Hello, we are developing the fusion for "reshape", the case is
for i in range 80:
s0: a[i] = input[i]
for i2 in range 5:
for j2 in range 2:
for k2 in range 8:
s1: b[i2, j2, k2] = a[k2 + j2*8 + i2* 16]
to
for i2 in range 5:
for j2 in range 2:
for k2 in range 8:
a[k2 + j2*8 + i2* 16] = input[k2 + j2*8 + i2* 16]
b[i2, j2, k2] = a[k2 + j2*8 + i2* 16]
The loop fusion has been done without isl. Following that, we utilized isl for loop tiling.
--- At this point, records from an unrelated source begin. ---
Issue #6192, opened 2025-07-17
Optimize to return memory when using `-build`


taylor-bsg:
I noticed that when doing a large verilator run, with -j 28, verilator has two phases -- one where it is analyzing the source 
and one where it is invoking gcc repeatedly. 

The initial phase of Verilator requires 98 GB of DRAM, and then in the second phase, it requires about the same in terms of the GCC instances that are running (many processes, but a handful of long-running ones that are 10-18GB.)

I speculate that maybe once Verilator gets to this second phase, it doesn't really need the 98 GB of DRAM? But it's holding on to even though there is no CPU utilization during the phase when GCC is being run.

taylor-bsg:
<img width="441" height="86" alt="Image" src="https://github.com/user-attachments/assets/4618ed22-6162-471b-87af-82ba0b4a0bf9" />

gezalore:
Most memory should be released when the C++ compiler is invoked, but maybe we are holding onto some.

Regardless, you can run the build phase separately by running `verilator --cc` then `make -C obj_dir -f Vfoo.mk -j28` instead of `verilator --build/--binary`.

You (the verialed code that is) are also likely hitting a GCC performance bug which happens sometimes, which is why you have a few long poles with high memory usage in the build phase. Using clang would likely avoid that (and yield a faster simulator). We try to avoid generating such code

It would be hepful if you can share the design, or consider adding it to [verialtor/rtlmeter](https://github.com/verilator/rtlmeter) if it is sufficiently mature?

Please also consider raising a GCC bug on their bug-tracker if clang compiles the same files much faster.

gezalore:
`--binary` is an alias as described here: https://verilator.org/guide/latest/exe_verilator.html?highlight=binary#cmdoption-binary, so you can just use `--main --exe --timing` instead, then run `make` as above.

wsnyder:
You are absolutely right, we should be able to deleteTree the entire netlist at the end of verilate().  There will be some bugs to work out as we've never tried.  The bigger problem though is that won't return the space to the operating system, so we'd likely need to wrap everything in a fork, or allocate from a unique mmap'ed pool which we then return; both are ugly.  As @gezalore pointed out, a workaround is to build separately.  Another option is using hierarchical if that works for you.

gezalore:
> The bigger problem though is that won't return the space to the operating system, so we'd likely need to wrap everything in a fork, or allocate from a unique mmap'ed pool which we then return; both are ugly.

[...]

PR #7250, opened 2026-03-12
configure: Support jemalloc as the default allocator on Linux

cyyself:
Add jemalloc as an alternative malloc implementation for the Verilator binary. When both tcmalloc and jemalloc are available, jemalloc is preferred due to its better performance on RTLMeter.

The new --enable-jemalloc flag (default=check) mirrors the existing --enable-tcmalloc behavior: auto-detected at configure time, supports both static and dynamic linking, and is disabled when --enable-dev-asan is active.

This provides a performance improvement over glibc malloc. Evaluation on Debian trixie with AMD EPYC 7V73X shows ~2x performance improvement on Verilating XiangShan cores with jemalloc compared to glibc malloc.

With XiangShan emu commit [8dde746d7d8b9413db239c675d0a1bfd6de6e3b9](https://github.com/OpenXiangShan/XiangShan/commit/8dde746d7d8b9413db239c675d0a1bfd6de6e3b9) running Verilator on AMD EPYC 7V73X on Debian trixie, we got:
| malloc    | Verilating Time    |
|---------|------------------|
| glibc       | 485.500s             |
| jemalloc | 249.851s (1.94x) |
| tcmalloc | 272.372s (1.78x) |

### DIFF
--- a/ci/ci-install.bash
+++ b/ci/ci-install.bash
@@ -60,8 +60,8 @@ if [ "$CI_BUILD_STAGE_NAME" = "build" ]; then
     sudo apt-get install ccache help2man libfl-dev
     if [[ ! "$CI_RUNS_ON" =~ "ubuntu-22.04" ]]; then
       # Some conflict of libunwind verison on 22.04, can live without it for now
-      sudo apt-get install libgoogle-perftools-dev ||
-      sudo apt-get install libgoogle-perftools-dev
+      sudo apt-get install libjemalloc-dev ||
+      sudo apt-get install libjemalloc-dev
     fi
     if [[ "$CI_RUNS_ON" =~ "ubuntu-20.04" ]] || [[ "$CI_RUNS_ON" =~ "ubuntu-22.04" ]] || [[ "$CI_RUNS_ON" =~ "ubuntu-24.04" ]]; then
       sudo apt-get install libsystemc libsystemc-dev ||
--- a/.github/workflows/reusable-rtlmeter-build.yml
+++ b/.github/workflows/reusable-rtlmeter-build.yml
@@ -36,8 +36,8 @@ jobs:
           echo "path-exclude /usr/share/info/*" | sudo tee -a /etc/dpkg/dpkg.cfg.d/01_nodoc
           sudo apt update || \
           sudo apt update
-          sudo apt install ccache mold help2man libfl-dev libgoogle-perftools-dev libsystemc-dev || \
-          sudo apt install ccache mold help2man libfl-dev libgoogle-perftools-dev libsystemc-dev
+          sudo apt install ccache mold help2man libfl-dev libjemalloc-dev libsystemc-dev || \
+          sudo apt install ccache mold help2man libfl-dev libjemalloc-dev libsystemc-dev
 
       - name: Use saved ccache
         uses: actions/cache@v5
--- a/.github/workflows/reusable-rtlmeter-run.yml
+++ b/.github/workflows/reusable-rtlmeter-run.yml
@@ -60,8 +60,8 @@ jobs:
           echo "path-exclude /usr/share/info/*" | sudo tee -a /etc/dpkg/dpkg.cfg.d/01_nodoc
           sudo apt update || \
           sudo apt update
-          sudo apt install ccache mold libfl-dev libgoogle-perftools-dev libsystemc-dev || \
-          sudo apt install ccache mold libfl-dev libgoogle-perftools-dev libsystemc-dev
+          sudo apt install ccache mold libfl-dev libjemalloc-dev libsystemc-dev || \
+          sudo apt install ccache mold libfl-dev libjemalloc-dev libsystemc-dev
 
       - name: Download Verilator installation archive
         uses: actions/download-artifact@v8
--- a/ci/docker/buildenv/Dockerfile
+++ b/ci/docker/buildenv/Dockerfile
@@ -37,7 +37,7 @@ RUN apt-get update \
                         libfl2 \
                         libfl-dev \
                         libclang-rt-18-dev \
-                        libgoogle-perftools-dev \
+                        libjemalloc-dev \
                         libsystemc \
                         libsystemc-dev \
                         numactl \
--- a/ci/docker/run/Dockerfile
+++ b/ci/docker/run/Dockerfile
@@ -22,7 +22,7 @@ RUN apt-get update \
                         help2man \
                         libfl2 \
                         libfl-dev \
-                        libgoogle-perftools-dev \
+                        libjemalloc-dev \
                         numactl \
                         perl \
                         perl-doc \


configure.ac
```diff
@@ -601,6 +627,31 @@ _MY_LDLIBS_CHECK_IFELSE(
...
+  [if test "$CFG_WITH_JEMALLOC" != "no"; then
+    CFG_LIBS="$LJEMALLOC $CFG_LIBS";
+    CFG_HAVE_JEMALLOC=yes;
+    # If using jemalloc, add some extra options to make the compiler not assume
+    # it is using its own versions of the standard library functions
+    _MY_CXX_CHECK_OPT(CFG_CXXFLAGS_SRC,-fno-builtin-malloc)
+    _MY_CXX_CHECK_OPT(CFG_CXXFLAGS_SRC,-fno-builtin-calloc)
+    _MY_CXX_CHECK_OPT(CFG_CXXFLAGS_SRC,-fno-builtin-realloc)
+    _MY_CXX_CHECK_OPT(CFG_CXXFLAGS_SRC,-fno-builtin-free)
+    AC_DEFINE([HAVE_JEMALLOC],[1],[Defined if have jemalloc])
```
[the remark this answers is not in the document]
cyyself: This is to align with tcmalloc.

configure.ac
```diff
@@ -601,6 +627,31 @@ _MY_LDLIBS_CHECK_IFELSE(
...
+   fi],
+  [if test "$CFG_WITH_JEMALLOC" = "yes"; then
+    AC_MSG_ERROR([--enable-jemalloc was given but test for ${LJEMALLOC} failed])
+   fi])
+fi
```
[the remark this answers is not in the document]
cyyself: This is to align with tcmalloc.

configure.ac
```diff
@@ -93,6 +93,27 @@ else
...
 fi
 
+# Flag to enable linking Verilator with jemalloc if available
+AC_MSG_CHECKING(whether to use jemalloc)
+AC_ARG_ENABLE([jemalloc],
+              [AS_HELP_STRING([--enable-jemalloc],
+                              [Use libjemalloc for faster dynamic memory
+                               management in Verilator binary. Preferred over
+                               tcmalloc when both are available
+                               @<:@default=check@:>@])],
```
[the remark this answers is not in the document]
cyyself: Resolved

wsnyder:
What measurable performance benefit can you show this provide over tcmalloc which we support?  Said another way why do we need two alternatives?

cyyself:
> What measurable performance benefit can you show this provide over tcmalloc which we support? Said another way why do we need two alternatives?

I have updated the result above:

| malloc    | Verilating Time    |
|---------|------------------|
| glibc       | 485.500s             |
| jemalloc | 249.851s (1.94x) |
| tcmalloc | 272.372s (1.78x) |

wsnyder:
>When both tcmalloc and jemalloc are available, tcmalloc is preferred. jemalloc is used as a fallback when tcmalloc is not installed.

Given the benchmarks this seems backwards.  Let's see what the rtlmeter benchmark data shows before changing it though.

Actually, I realized the rtlmeter pull won't be using jemalloc....  Please change the pull to have .github/ and ci/ scripts to use jemalloc, and manually look at a CI run to make sure it is getting selected.

cyyself:
Sorry, I used `libjemalloc2` previously. It does not provide `libjemalloc.a`, so jemalloc is not enabled, and glibc is used instead. Let's wait for the next rtlmeter result.

cyyself:
> > When both tcmalloc and jemalloc are available, tcmalloc is preferred. jemalloc is used as a fallback when tcmalloc is not installed.
> 
> Given the benchmarks this seems backwards. Let's see what the rtlmeter benchmark data shows before changing it though.
> 
> Actually, I realized the rtlmeter pull won't be using jemalloc.... Please change the pull to have .github/ and ci/ scripts to use jemalloc, and manually look at a CI run to make sure it is getting selected.

OK. Now we can see jemalloc is faster than tcmalloc:

| benchmark                 | verilate time |
|----------------------|-------------|
| gcc                              | 1.16x             |
| clang --threads 4      | 1.18x             |
| gcc --hierarchical     | 1.13x             |

configure.ac
```diff
@@ -601,6 +627,31 @@ _MY_LDLIBS_CHECK_IFELSE(
     AC_MSG_ERROR([--enable-tcmalloc was given but test for ${LTCMALLOC} failed])
    fi])
 AC_SUBST(HAVE_TCMALLOC)
+
+# Check if jemalloc is available based on --enable-jemalloc
+# Only use jemalloc if tcmalloc was not found/enabled
+if test "$CFG_HAVE_TCMALLOC" = "yes"; then
+  AC_MSG_NOTICE([tcmalloc found, skipping jemalloc check])
+else
```
wsnyder: Please flip the condition, based on jemalloc being faster we should prefer this.  Manually check that that config works with all the permutations (none, je only, tc only, both).

Also consider if rather than a TCMALLOC/JEMALLOC* variables if we should have a single ALLOC variable we try the two settings for, then validate and use.

ci/ci-install.bash
```diff
@@ -60,8 +60,8 @@ if [ "$CI_BUILD_STAGE_NAME" = "build" ]; then
     sudo apt-get install ccache help2man libfl-dev
     if [[ ! "$CI_RUNS_ON" =~ "ubuntu-22.04" ]]; then
       # Some conflict of libunwind verison on 22.04, can live without it for now
-      sudo apt-get install libgoogle-perftools-dev ||
-      sudo apt-get install libgoogle-perftools-dev
+      sudo apt-get install libjemalloc-dev ||
+      sudo apt-get install libjemalloc-dev
```
wsnyder, line 64: Also update docs/guide/install.rst please.

gezalore:
Please also check for `HAVE_TCMALLOC`, which is used in a very small number of places and adjust under an equivalent `HAVE_JEMALLOC` as appropriate.

cyyself:
> HAVE_TCMALLOC

I found that it only appears in https://github.com/verilator/verilator/blob/v5.046/src/V3Os.cpp#L414, but I think that does not need to trigger in jemalloc.

wsnyder:
AI says "Use the mallctl API to force a purge of unused dirty pages. mallctl("arena.<i>.purge", NULL, NULL, NULL, 0);

Please research if that's correct.  I'm pretty sure something will be needed, it's very inefficient for a malloc to always be doingthis by default without some call like this needed.

gezalore:
> > HAVE_TCMALLOC
> 
> I found that it only appears in https://github.com/verilator/verilator/blob/v5.046/src/V3Os.cpp#L414, but I think that does not need to trigger in jemalloc.

That was explicitly added because of #6192, it's a problem if we hold onto memory at that point.

cyyself:
> > > HAVE_TCMALLOC
> > 
> > 
> > I found that it only appears in https://github.com/verilator/verilator/blob/v5.046/src/V3Os.cpp#L414, but I think that does not need to trigger in jemalloc.
> 
> That was explicitly added because of #6192, it's a problem if we hold onto memory at that point.

OK. Fixed. Let's wait for RTLMeter.

ci/ci-install.bash
cyyself: Done

configure.ac
cyyself: > Please flip the condition, based on jemalloc being faster we should prefer this.

Done.

> Also consider if rather than a TCMALLOC/JEMALLOC* variables if we should have a single ALLOC variable we try the two settings for, then validate and use.

I have considered it too and tried other popular mi-malloc, but it shows the same performance as jemalloc on XiangShan. And it does not provide `.a` file in Ubuntu / Debian package to link directly like jemalloc and tcmalloc now. So I think it might not be needed now.

wsnyder:
Thanks, please also add a docs/deprecate.rst that we will remove tcmalloc support in e.g. Jan 2027.  No need for both - but don't want a performance surprise or risk we missed something by removing tcmalloc today.

cyyself:
> Thanks, please also add a docs/deprecate.rst that we will remove tcmalloc support in e.g. Jan 2027. No need for both - but don't want a performance surprise or risk we missed something by removing tcmalloc today.

I think we can keep both, but use jemalloc as the default. tcmalloc is slightly better in peak memory. We can let users decide.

Now the dim of scheduling is either [i] or [i2, j2, k2]. There are two choices:
1. The dim is i, and we first tile the i to i_0, i_1, i_2 such that i_0 = i2, j_0 = j2, k_0 = k2. And then we continue to tile the tiled axis i_0, i_1, i_2 to smaller tiling.
2. The dim is [i2, j2, k2], and we directly tile the tiled axis i2 , j2 , k2 to smaller tiling.
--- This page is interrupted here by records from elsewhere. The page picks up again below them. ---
PR #7255, opened 2026-03-13
Emit array and struct info in FST

gezalore:
Draft for discussion. Utilize new FST arrayscope type (gtkwave/libfst#17)

Old GTKWave can open the files. Displays a little odd but usable.

Old Surfer crashes but Surfer is generally faster to move so can probably depend on an update there (thanks @oscargus).

Please see the updated test_regress/t/t_trace_complex_structs_cc_fst.out for how the scope tree looks like (@ekiwi I think this is what you asked for, but there are a couple additional attributes on both structs and arrays now to convey packed/unpackedness and the number of members/left-right indices, these currently also might crash wellen?)

One kink we have in Verilator is that we depend on `apt install` for `fst2vcd`, which uses the older libfst, so the new FST_ST_SV_ARRAY scopes come out "module" as a fallback. This means if we ever pull a new `fst2vcd` the test references will need updating. Should we just build `fst2vcd` ourselves to always match our version of the lib?

---

- Emit arrays under the new FST scope type FST_ST_SV_ARRAY
- Emit packed/unpacked 'array' attributes before FST_ST_SV_ARRAY, including left and right indices of the array
- Emit packed/unpacked 'pack' attributes before FST_ST_VCD_STRUCT and FST_ST_VCD_UNION, including the number of members in the types

All attributes apply to the immediately following scope definition (just like enum dtype attributes).


oscargus:
Surfer should support it from yesterday evening. (As in, it will not crash on unknown scope type, but no idea how it behaves beyond that...) https://app.surfer-project.org/ will give some indication.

In the 1st case, the domain is supposed to be represented as:
domain: {s0[i]: 0<= i <= 79;
s1[ i2, j2, k2]: 0<= i2 <= 4 and 0<= j2 <= 1 and 0<= i2 <= 7 ;}
In the 2nd case, the domain is supposed to be represented as:
domain: {s0[ i ]: i = k2 + j2*8 + i2* 16 and 0<= i2 <= 4 and 0<= j2 <= 1 and 0<= i2 <= 7;
s1[i2, j2, k2]: 0<= i2 <= 4 and 0<= j2 <= 1 and 0<= i2 <= 7 ;}
In the 2nd cases, the constraints are applied with isl_constraint_alloc_equality.
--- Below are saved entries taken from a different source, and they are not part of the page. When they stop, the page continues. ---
PR #7262, opened 2026-03-16
Support more than one dot in defparam

ArturBieniek4:
Add support for any number of dots in `defparam`.

### DIFF
--- a/src/V3LinkDot.cpp
+++ b/src/V3LinkDot.cpp
@@ -80,6 +80,23 @@
 
 VL_DEFINE_DEBUG_FUNCTIONS;
 
+static string extractDottedPath(AstNode* nodep, bool& hasPartSelect) {
+    if (AstParseRef* const refp = VN_CAST(nodep, ParseRef)) {
+        return refp->name();
+    } else if (AstVarRef* const refp = VN_CAST(nodep, VarRef)) {
+        return refp->name();
+    } else if (AstDot* const dotp = VN_CAST(nodep, Dot)) {
+        const string lhs = extractDottedPath(dotp->lhsp(), hasPartSelect);
+        const string rhs = extractDottedPath(dotp->rhsp(), hasPartSelect);
+        return VString::dot(lhs, ".", rhs);
+    } else if (VN_IS(nodep, SelBit) || VN_IS(nodep, SelExtract) || VN_IS(nodep, SelPlus)
+               || VN_IS(nodep, SelMinus)) {
+        hasPartSelect = true;
+        return "";
+    }
+    return "";
+}
+
 // ######################################################################
 //  Matcher classes (for suggestion matching)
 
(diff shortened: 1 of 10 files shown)


wsnyder:
Please add complicated cases where you set different parameter values on sub-sub modules using the same base module

defparam a0.b1.PAR = 1;
defparam a0.b2.PAR = 2;
defparam a1.b1.PAR = 3;
defparam a1.b2.PAR = 4;

I don't see how this can only need changes in V3LinkDot.  I suggest look at how the `config` blocks handle the newer/better version of defparam.

ArturBieniek4:
That's right - the example would fail with "duplicate parameter connection" and even when this error was removed, V3Param would create less specializations than needed and parameters would be overwritten. I enhanced the implementation and made the test more extensive.

src/verilog.y
```diff
@@ -3197,19 +3197,17 @@ list_of_defparam_assignments<nodep>:    //== IEEE: list_of_defparam_assignments
...
-        |       defparamIdRange '.' defparamIdRange '.' defparamIdRangeList '=' expr
-                        { $$ = nullptr; BBUNSUP($4, "Unsupported: defparam with more than one dot");
-                          DEL($7); }
         ;
 
 defparamIdRangeList<strp>:  // IEEE: part of defparam_assignment
                 defparamIdRange                         { $$ = $1; }
-        |       defparamIdRangeList '.' defparamIdRange  { $$ = $3; }
+        |       defparamIdRangeList '.' defparamIdRange
+                        { $$ = PARSEP->newString(*$1 + "." + *$3); }
```
wsnyder: We should avoid passing strings around, as will cause problems with ranges (when do that).

Make an AstDot of references instead of using string references, then put that tree of Ast's as children of the DefParam, and can remove the string you added there.

test_regress/t/t_lint_pindup_bad.v
```diff
@@ -22,6 +22,9 @@ module t (
       .nexist(i2)  // Not found
   );
 
+  defparam sub.P = 2;  // Dup
+  defparam sub.NEXIST = 2;  // Not found
```
wsnyder, line 27: Add case where sub.subsubnotfound.P where middle isn't found.

src/verilog.y
wsnyder: P.S. or if prefer can just have a List of ParseRef's; don't require the AstDot since there's no other possibility of what's in between the parsed symbols.

src/V3LinkDot.cpp
```diff
@@ -80,6 +80,25 @@
...
+    if (AstParseRef* const refp = VN_CAST(nodep, ParseRef)) {
+        return refp->name();
+    } else if (AstVarRef* const refp = VN_CAST(nodep, VarRef)) {
+        return refp->name();
+    } else if (AstDot* const dotp = VN_CAST(nodep, Dot)) {
+        const string lhs = extractDottedPath(dotp->lhsp(), hasPartSelect);
+        const string rhs = extractDottedPath(dotp->rhsp(), hasPartSelect);
+        if (lhs.empty()) return rhs;
+        if (rhs.empty()) return lhs;
+        return lhs + "." + rhs;
```
```suggestion
        return V3String::dot(lhs, ".", rhs);
```

wsnyder:
@ArturBieniek4 any interest in adding array support?  Need to change them to __BRA__#__KET__ to match the instance naming.  Ivtests has some examples.

```
%Error-UNSUPPORTED: sv-tests/third_party/tools/icarus/ivtest/ivltests/defparam2.v:17:22: Unsupported: defparam with arrayed instance
%Error-UNSUPPORTED: sv-tests/third_party/tools/icarus/ivtest/ivltests/defparam3.v:17:24: Unsupported: defparam with arrayed instance
%Error-UNSUPPORTED: sv-tests/third_party/tools/icarus/ivtest/ivltests/defparam4.v:19:26: Unsupported: defparam with arrayed instance
%Error-UNSUPPORTED: sv-tests/third_party/tools/icarus/ivtest/ivltests/pr3557493.v:15:19: Unsupported: defparam with arrayed instance
```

The first question is that we are wondering if the first choice is feasible and the representation is correct because the scheduling dims [i2, j2, k2] are redundant. If not, could you give us some advice to support such method.
The second question is that is the 2nd choice more appropriate for this problem? If neither method is feasible, could you provide some hints to solve our problem?